DATA TO USE
══════════════════════════════
PR #2654, opened 2026-04-16
Fix path encoding issues (#1153)

### LINKED ISSUE #1153: Path encoding issues on Windows
It seems the Windows path handling has some discrepancies when paths contain non-ANSI characters.

For instance, when running premake inside a directory with non-ANSI characters, it seems it notices there's a premake-system.lua file, but it can't load it:
```
C:\a>mkdir á
C:\a>cd á
C:\a\á>notepad premake-system.lua
C:\a\á>premake5.exe
Error: cannot open C:/a/├í/premake-system.lua: No such file or directory
```
but it works when using simple path names:
```
C:\a>mkdir a
C:\a>cd a
C:\a\a>notepad premake-system.lua
C:\a\a>premake5.exe
Type 'premake5 --help' for help
```

Another example, checking if a path exists shows some encoding issues:
```
C:\a\á>premake5.exe --interactive
> print(os.getcwd())
C:/a/├í
> print(os.isdir(os.getcwd()))
true
> print(path.getabsolute("../á"))
C:/a/á
> print(os.isdir(path.getabsolute("../á")))
false
```
and it works well with simple paths:
```
C:\a\a>premake5.exe --interactive
> print(os.getcwd())
C:/a/a
> print(os.isdir(os.getcwd()))
true
> print(path.getabsolute("../a"))
C:/a/a
> print(os.isdir(path.getabsolute("../a")))
true
```

Is there anything we can do to fix this issue (other than renaming all our paths? 😄)

jkriegshauser:
**What does this PR do?**

Solves #1153 by adding complete UTF-8 path support to both the embedded Lua 5.3 and premake5 functions

closes #1153 

Existing behavior should remain unchanged. There are a few other minor fixes that I will enumerate later

Don't think so, but feel free to ask away.

Can squash if necessary before merging. Also probably need to take a look at the documentation.

### DIFF
--- a/premake5.lua
+++ b/premake5.lua
@@ -224,6 +224,7 @@
 
 		multiprocessorcompile "On"
 		warnings "Extra"
+		symbols "On"
 
 		filter { "options:not zlib-src=none" }
 			defines { "PREMAKE_COMPRESSION" }
@@ -273,7 +274,6 @@
 
 		filter "configurations:Debug"
 			defines     "_DEBUG"
-			symbols	    "On"
 
 		filter "configurations:Release"
 			defines             "NDEBUG"
@@ -286,6 +286,14 @@
 
 		filter { "system:windows", "configurations:Release" }
 			incrementallink "Off"
+
+		filter { "system:windows", "action:vs*" }
+			characterset "Unicode"
+
+		filter { "system:windows", "action:not vs*" } -- TODO: mingw doesn't support `characterset "Unicode"`
+			defines { "UNICODE", "_UNICODE" }
+			buildoptions { "-municode" }
+			linkoptions { "-municode" }
 
 		-- MinGW AR does not handle LTO out of the box and need a plugin to be setup
 		filter { "system:windows", "configurations:Release", "toolset:not gcc" }
@@ -351,7 +359,7 @@
 			targetdir   "bin/release"
 
 		filter "system:windows"
-			links       { "ole32", "ws2_32", "advapi32", "version" }
+			links       { "ole32", "ws2_32", "advapi32", "version", "user32" }
 
 		filter { "system:windows", "toolset:msc*" }
 			files       { "src/**.rc" }
--- a/premake5.lua
+++ b/premake5.lua
@@ -351,7 +351,7 @@
 			targetdir   "bin/release"
 
 		filter "system:windows"
-			links       { "ole32", "ws2_32", "advapi32", "version" }
+			links       { "ole32", "ws2_32", "advapi32", "version", "user32", "shell32" }
 
 		filter { "system:windows", "toolset:msc*" }
 			files       { "src/**.rc" }
--- a/Bootstrap.mak
+++ b/Bootstrap.mak
@@ -106,7 +106,7 @@ mingw-clean: nix-clean
 
 mingw: mingw-clean
 	mkdir -p build/bootstrap
-	$(CC) -o build/bootstrap/premake_bootstrap -DPREMAKE_NO_BUILTIN_SCRIPTS -DLUA_STATICLIB -I"$(LUA_DIR)" -I"$(LUASHIM_DIR)" $(SRC) -lole32 -lversion
+	$(CC) -o build/bootstrap/premake_bootstrap -DPREMAKE_NO_BUILTIN_SCRIPTS -DLUA_STATICLIB -DUNICODE -D_UNICODE -municode -I"$(LUA_DIR)" -I"$(LUASHIM_DIR)" $(SRC) -lole32 -lversion
 	./build/bootstrap/premake_bootstrap embed
 	./build/bootstrap/premake_bootstrap --arch=$(PLATFORM) --os=windows --to=build/bootstrap --cc=gcc $(PREMAKE_OPTS) gmake
 	$(MAKE) -C build/bootstrap -j`getconf _NPROCESSORS_ONLN` config=$(CONFIG)_$(PLATFORM:x86=win32)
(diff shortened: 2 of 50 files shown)


nickclark2016 (commented):
I see a lot of what feels like duplicate code for handling MBCS conversions. Can we make a utility function somewhere that handles all of this in one spot? Definitely in favor of this change. It'll be nice having better UTF support within Premake.

jkriegshauser:
> I see a lot of what feels like duplicate code for handling MBCS conversions. Can we make a utility function somewhere that handles all of this in one spot? Definitely in favor of this change. It'll be nice having better UTF support within Premake.

I was doing a self-review and realized that as well. Going to make it an actual Lua auxiliary extension that hopefully I can work back into the Lua upstream. Working on that now.

nickclark2016:
> > I see a lot of what feels like duplicate code for handling MBCS conversions. Can we make a utility function somewhere that handles all of this in one spot? Definitely in favor of this change. It'll be nice having better UTF support within Premake.
> 
> I was doing a self-review and realized that as well. Going to make it an actual Lua auxiliary extension that hopefully I can work back into the Lua upstream. Working on that now.

Shall we defer this PR until it's in the Lua upstream, figure out what work needs to be done to bring in the latest Lua version, then readdress within Premake?

I'd like to get this change landed before 5.0 stabilizes, so we don't break any ABIs that may be relied upon by native Premake addons post 5.0.

jkriegshauser:
> Shall we defer this PR until it's in the Lua upstream, figure out what work needs to be done to bring in the latest Lua version, then readdress within Premake?

Personally I'd like to land it here first. Premake already is on an older version of Lua and has Lua modifications, plus I think it's a longer task to get any changes in Lua upstream.

> I'd like to get this change landed before 5.0 stabilizes, so we don't break any ABIs that may be relied upon by native Premake addons post 5.0.

100% agree, there shouldn't be any API/ABI affect with this other than making UTF-8 work for filenames

jkriegshauser:
@nickclark2016 alright, take a look now. All tests pass for me on linux and windows

nickclark2016:
Looks like there are still a fair amount of compilation failures. It's also worth noting that we attempt to support system installs of our vendored libraries, so we can't really change the interface without risking breaking that.

jkriegshauser:
> Looks like there are still a fair amount of compilation failures. It's also worth noting that we attempt to support system installs of our vendored libraries, so we can't really change the interface without risking breaking that.

Got it; I didn't previously realize that. I guess this support would be conditional based on whether one builds with the `contrib`. I'll work on getting that fixed up

jkriegshauser:
@nickclark2016 can you kick off another CI run? I've rewritten history to only 3 commits, but also fixed several issues with mingw/system libs/clang on windows/etc.

jkriegshauser:
Thanks, much closer. I'll look into the solaris compile issue and failing netbsd test tomorrow. Is there any way for me to be able to start CI jobs without adding a comment to request it manually?

nickclark2016:
I don't have permissions to allow that, but as soon as you land this, I believe any future PRs would not have this problem.

Also, those VM based actions are flakey. Looks like the issue was the action itself, not the build. Only thing left appears to be issues in the web actions.

Jarod42:
> Is there any way for me to be able to start CI jobs without adding a comment to request it manually?

You might enable actions in your Clone repo.
Check your repo settings.

jkriegshauser:
Alright, I think all the fixes are in now. Please kick off another build.

I believe that the website build issue is unrelated. Looks like the root cause is:
```
ValidationError: Invalid options object. Progress Plugin has been initialized
using an options object that does not match the API schema.
```

which doesn't seem related to my changes. Might need a fix like pinning the node version or a docusaurus update or a package-lock.json or something to lock the versions 🤷

nickclark2016:
Ah yeah, looks like we need to actually use a package-lock.json (pretty sure none of the core contributors are actually web devs)

jkriegshauser:
> Ah yeah, looks like we need to actually use a package-lock.json (pretty sure none of the core contributors are actually web devs)

Added another PR to fix the website [here](https://github.com/premake/premake-core/pull/2657). I enabled actions on my fork and it passes there now (at least the check part; i obviously cannot publish)

nickclark2016:
Oh good. The auto jobs are working now.

jkriegshauser:
> Oh good. The auto jobs are working now.

yeah i just needed to land a change 😅

jkriegshauser:
The dragonflybsd check that failed timed out while booting QEMU. Can you manually restart just that one job?

nickclark2016:
Giving this a deep dive now that everything is built and the tests are happy. Are the tests in a state where they should catch regressions? I'm looking at going in to update the dependencies in the very near future, so I don't want to break the improvements you've made here.

jkriegshauser:
> Are the tests in a state where they should catch regressions?

Yes, the tests should validate all of the changed functionality so regressions should be caught. Plus we define `[_]UNICODE` now so `wmain()` is used and win32 functions default to the `W` extension if not specified. It doesn't really affect the CRT functions though (`remove()`, `stat()`, etc.). It might be good to mention in the documentation somewhere that full UTF-8 is contingent on building with contrib Lua; otherwise we add the functions but we can't fix the actual internal Lua calls to ANSI functions. If you can point me at the desired place in the docs i can add a blurb.

If you have any issues updating dependencies just lmk. Next step is for me to try to get the Lua changes upstreamed there too.

nickclark2016:
https://premake.github.io/docs/Building-Premake

If we had better documentation on how to build with the contrib folder vs system, it would live here.  To not dump that additional work on you after this massive lift, would you mind just opening an issue, dumping a blurb there about UTF8 support, and setting me as the assignee (if you have permission to do so)? Then I can get it massaged into an fuller section on the various build options.

jkriegshauser:
@nickclark2016 can't assign, but mentioned you: #2658 

If I get some spare time I can try to help out too.

nickclark2016:
> @nickclark2016 can't assign, but mentioned you: #2658

On my list to address before 5.0 stable (hopefully soon), thanks!

premake5.lua
```diff
@@ -287,6 +287,13 @@
 		filter { "system:windows", "configurations:Release" }
 			incrementallink "Off"
 
+		filter { "system:windows" }
```
nickclark2016: Does `characterset "Unicode"` not work?

nickclark2016 (commented):
Overall, very happy with the state of this. General question to chew on:

Should we have the UTF8 changes better macro-ed off? This would let us turn on and off UTF8 support, which would be a nice to have for building using system dependencies instead of the contrib modules.

premake5.lua
jkriegshauser: > Overall, very happy with the state of this. 

☺️

> Should we have the UTF8 changes better macro-ed off? This would let us turn on and off UTF8 support, which would be a nice to have for building using system dependencies instead of the contrib modules.

I don't think it's really necessary. If you build with system Lua on Windows, the `_UTF8_ENABLED` doesn't get set (will evaluate as nil) which is how you know if you have UTF-8 support. You still get _some_ UTF-8 support but it cannot be relied upon (which is kind of how it was before this change). But ideally I manage to get the Lua changes upstream and we can update to that, so it might be a moot point.

> Does characterset "Unicode" not work?

It does for vs (i tried with vs2022), but not for `mingw`. I'll push an update and I can make an issue if you want.

nickclark2016: Let's go ahead an open an issue and have it reference this, I don't want to block this.

nickclark2016:
I'm going to leave this open for a few days for others to review, but LGTM at this point. Thanks!!

nickclark2016 (approved):

premake5.lua
jkriegshauser: Issue created: #2659

dfagnou:
approved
══════════════════════════════
YOUR GOAL
Copy every line of the data that holds the string "mentioned".

SOLUTION TO THIS EXERCISE
@nickclark2016 can't assign, but mentioned you: #2658 
> @nickclark2016 can't assign, but mentioned you: #2658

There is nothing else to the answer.